- HDInsight Essentials(Second Edition)
- Rajesh Nadipalli
- 899字
- 2025-02-21 11:35:28
The next generation Hadoop-based Enterprise data architecture
We will now see how modern data architecture addresses the pain points of a legacy EDW and prepares the organization to handle the big wave of data. It is designed to handle both structured and unstructured data in a cost effective and scalable mode. This provides the business with a wide range of new capabilities and opportunities to gain insights.
Instead of a complete EDW replacement, this architecture leverages the existing investment by preserving end-user interfaces that require relational stores. In this model, Hadoop becomes the prime data store and EDW is used to store aggregates.
The following figure shows you how to transition from legacy EDW-based solutions to a hybrid Hadoop-based ecosystem, where EDW's role is reduced to hosting the aggregated data enabling queries via well-established tools that are relational in nature:

The following figure shows you the new reference architecture for a Hadoop-based Data Lake:

Let's take a look at the stack from bottom to top.
Source systems
The following are the data sources in the next generation architecture:
- OLTP: These databases store data for transactional systems such as CRM, ERP, including manufacturing, inventory, shipping, and others
- XML and text files: Data is also received in the form of text files, which are generally delimited, or XML, or some other fixed format known within the organization
- Unstructured: Information from various websites, word documents, PDF documents, and other forms that don't have fixed structure or semantics
- Machine-generated data: Data captured from automated systems such as telemetry is used primarily for monitoring and performance
- Audio, video, and images: Audio, video recordings, and images that are difficult to analyze due to their binary formats
- Web clicks and logs: Click stream and logs from websites that provide you with valuable information about consumer behavior
- Social media: Messages, tweets, and posts on several social media platforms such as Twitter, Facebook, and Google that provide you with consumer sentiments
Data Lake
This is the heart of the architecture that includes storage and compute.
- The following are the key data stores for a Data Lake:
- Hadoop HDFS: HDFS is a core component of Hadoop that provides a data store that can scale as per the business needs and run on any commodity hardware and is 100 percent open source. In this new architecture, all the source data first lands to HDFS and is then processed and exported to other databases or applications.
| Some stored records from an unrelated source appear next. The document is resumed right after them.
PR #366, opened 2026-07-02
fix(search): build FTS5 queries from quoted literals

WHUTcjh-2024:
## Description | 描述

Fix FTS5 query construction so tokenizer output is always interpreted as literal search terms rather than SQLite FTS5 syntax.

### Root cause

`buildFtsQuery()` previously concatenated tokenizer output with `OR` without encoding individual terms. Tokens such as `AND`, `OR`, `NOT`, `NEAR`, quotes, parentheses, column filters, or wildcard characters could therefore alter the `MATCH` expression or produce an FTS5 syntax error.

The fallback and jieba paths also applied different normalization rules, which made malformed-input behavior harder to reason about.

### Changes

- Add a shared literal-only FTS5 query encoder.
- Extract Unicode letter, number, and underscore token parts from every tokenizer candidate.
- Quote every term with SQLite FTS5-compatible double-quote escaping.
- Preserve reserved words as searchable literals instead of silently dropping them.
- Deduplicate terms case-insensitively while preserving the first spelling.
- Use the same encoder for both jieba and fallback tokenization paths.
- Return `null` when no searchable literal remains.

### Compatibility

Benign fallback queries remain byte-for-byte compatible. Punctuation-heavy technical terms follow the same `unicode61` token boundaries used by the existing FTS5 indexes; this is covered for `C++`, `.NET`, `node.js`, and email-like text.

No schema, migration, ranking, or public API changes are introduced.

## Related Issue | 关联 Issue

Fix #160

## Change Type | 修改类型

- [x] Bug fix | Bug 修复
- [ ] New feature | 新功能

## Self-test Checklist | 自测清单

### Validation

- `npm test`: 5 test files, 93 tests passed.
- Focused FTS5 suite: 26 tests passed.
- 2,000 deterministic fuzz payloads executed against real SQLite FTS5 without syntax errors.
- Real `VectorStore` L0 and L1 search paths verified.
- `fts5-query.ts`: 100% statements, branches, functions, and lines.
- `npm run build`: passed.
- `npm pack --dry-run --json`: passed.
- `git diff --check`: passed.

### DIFF
--- a/src/core/store/fts5-query.test.ts
+++ b/src/core/store/fts5-query.test.ts
@@ -1,0 +1,270 @@
+import { DatabaseSync } from "node:sqlite";
+import { mkdtemp, rm } from "node:fs/promises";
+import { tmpdir } from "node:os";
+import path from "node:path";
+import { afterEach, describe, expect, it } from "vitest";
+
+import type { MemoryRecord } from "../record/l1-writer.js";
+import type { L0Record } from "./types.js";
+import {
+  buildFts5LiteralOrQuery,
+  quoteFts5Literal,
+} from "./fts5-query.js";
+import {
+  _resetJiebaForTest,
+  _setJiebaForTest,
+  buildFtsQuery,
+  VectorStore,
+} from "./sqlite.js";
+
+describe("quoteFts5Literal", () => {
+  it("escapes quotes according to the FTS5 string grammar", () => {
+    expect(quoteFts5Literal('alpha"beta')).toBe('"alpha""beta"');
+  });
+});
+
+describe("buildFts5LiteralOrQuery", () => {
+  it.each([
+    ["travel plan API", '"travel" OR "plan" OR "API"'],
+    ['alpha" OR "beta', '"alpha" OR "OR" OR "beta"'],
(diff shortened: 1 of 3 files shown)


WHUTcjh-2024:
Hi maintainers, this PR fixes #160 by making every FTS5 token a quoted literal instead of stripping reserved words. Compared with a simple operator-removal approach, this preserves searchable inputs like "AND", "OR", ".NET", "C++", "node.js", and email-like text while avoiding FTS5 syntax errors.

I have added focused FTS5 tests and fuzz cases against real SQLite FTS5. If the preferred direction is a smaller patch, I can simplify the implementation.

YOMXXX:
Triage note: #178 has been locally verified and approved as the canonical narrow fix for #160. This PR appears to cover the same FTS5 operator-sanitization scope, so I recommend treating it as superseded unless it intentionally adds coverage or behavior beyond #178.

WHUTcjh-2024:
Thanks for the triage note. I agree #178 is the canonical narrow fix for #160, so I am closing this PR as superseded rather than competing with the already approved fix. If maintainers later want additional FTS5 regression coverage or literal-query behavior after #178 lands, I can open a smaller follow-up PR.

- Hadoop HBase: HBase is a distributed and scalable NoSQL database that provides low latency option on Hadoop. It uses HDFS to store data files and is hosted on Hadoop cluster.
- Hadoop MPP databases: MPP stands for massively parallel processing where data can be stored in HDFS and access to MPP can be through SQL or APIs enabling easier integration to existing applications. We are seeing a lot of innovations in this area.
- Legacy EDW and DM: This architecture leverages current investment on EDW, DM, and MDM. The size of EDW, however, is reduced as HDFS takes the heavy lifting and only the summary data is hosted in EDW.
The following are the processing mechanisms for Data Lake:
- Hadoop Batch (MapReduce): MapReduce is a core Hadoop component and is a good fit to replace ETL batch jobs. MapReduce has built-in fault tolerance and runs on the same HDFS data nodes that can scale when the demand increases.
- Hadoop Streaming (Storm): Storm allows the distributed real-time computation system on top of the Hadoop cluster. A good use of this technology is the real-time security alerts on dashboards that require low latency and cannot wait for a complete batch execution.
- Hadoop Real time (Tez): Tez is an extensible framework that allows developers to write native YARN applications that can handle workloads ranging from interactive to batch. Additionally projects such as Hive and Pig can run over Tez and benefit from performance gains over MapReduce.
- Hadoop Oozie workflows: This enables creation of workflow jobs to orchestrate Hive, Pig, and MapReduce tasks.
- Legacy ETL and stored procedures: This block in the architecture represents the legacy ETL code that will gradually shrink as Hadoop ecosystem builds more capabilities to handle various workloads.
User access
This part of the architecture remains identical to the traditional data warehouse architecture with BI dashboards, operational reports, analytics, and ad hoc queries. This architecture does provide additional capabilities such as fraud detection, predictive analytics, 360 views of customers, and longer duration of history reports.
The new architecture will also require provisioning and monitoring capabilities such as the EDW-based architecture that includes managing deployments, monitoring jobs, and operations.
A Data Lake architecture does have additional components from the Hadoop stack that add to the complexity and we need new tools that typically come with the Hadoop distribution such as Ambari.
Data governance process and tools are built for EDW-based architecture that can be extended to the Data Lake base architecture.
Current tools for security on Hadoop-based Data Lake are not sophisticated but will improve in the next few years as adoption of Hadoop is gaining steam.
The core of Hadoop is essentially a filesystem whose management requires metadata for organizing, transforming, and publishing information from these files. This requires a new metadata component for the Data Lake architecture. Apache HCatalog does have some basic metadata capabilities but needs to be extended to capture operational and business-level metadata.